• WORK INSTRUCTION
Please set down the whole listing again, precisely.

• MATERIAL SUPPLIED
PR #1255, opened 2017-11-14
TASK: Remove inline script tags after initialization

### LINKED ISSUE #1243: Throw away node metadata script tags after initialization
We're facing some interference with the script tags when :nth-child selectors or flexbox are used in the iframe.

Since we only need them during initialization it would be feasible to just remove the script tags afterwards. We'd still have a flash of wrongly styled content, but then at least the styles wouldn't be broken.

johannessteu:
Resolves #1243

### DIFF
--- a/Classes/Neos/Neos/Ui/Aspects/AugmentationAspect.php
+++ b/Classes/Neos/Neos/Ui/Aspects/AugmentationAspect.php
@@ -155,7 +155,7 @@ class AugmentationAspect
         $this->userLocaleService->switchToUILocale(true);
 
         $wrappedContent = $this->htmlAugmenter->addAttributes($content, $attributes, 'div');
-        $wrappedContent .= "<script>(function(){(this['@Neos.Neos.Ui:Nodes'] = this['@Neos.Neos.Ui:Nodes'] || {})['{$node->getContextPath()}'] = {$serializedNode}})()</script>";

• SOLVED PROBLEM
PR #1255, opened 2017-11-14
TASK: Remove inline script tags after initialization

### LINKED ISSUE #1243: Throw away node metadata script tags after initialization
We're facing some interference with the script tags when :nth-child selectors or flexbox are used in the iframe.

Since we only need them during initialization it would be feasible to just remove the script tags afterwards. We'd still have a flash of wrongly styled content, but then at least the styles wouldn't be broken.

johannessteu:
Resolves #1243

### DIFF
--- a/Classes/Neos/Neos/Ui/Aspects/AugmentationAspect.php
+++ b/Classes/Neos/Neos/Ui/Aspects/AugmentationAspect.php
@@ -155,7 +155,7 @@ class AugmentationAspect
         $this->userLocaleService->switchToUILocale(true);
 
         $wrappedContent = $this->htmlAugmenter->addAttributes($content, $attributes, 'div');
-        $wrappedContent .= "<script>(function(){(this['@Neos.Neos.Ui:Nodes'] = this['@Neos.Neos.Ui:Nodes'] || {})['{$node->getContextPath()}'] = {$serializedNode}})()</script>";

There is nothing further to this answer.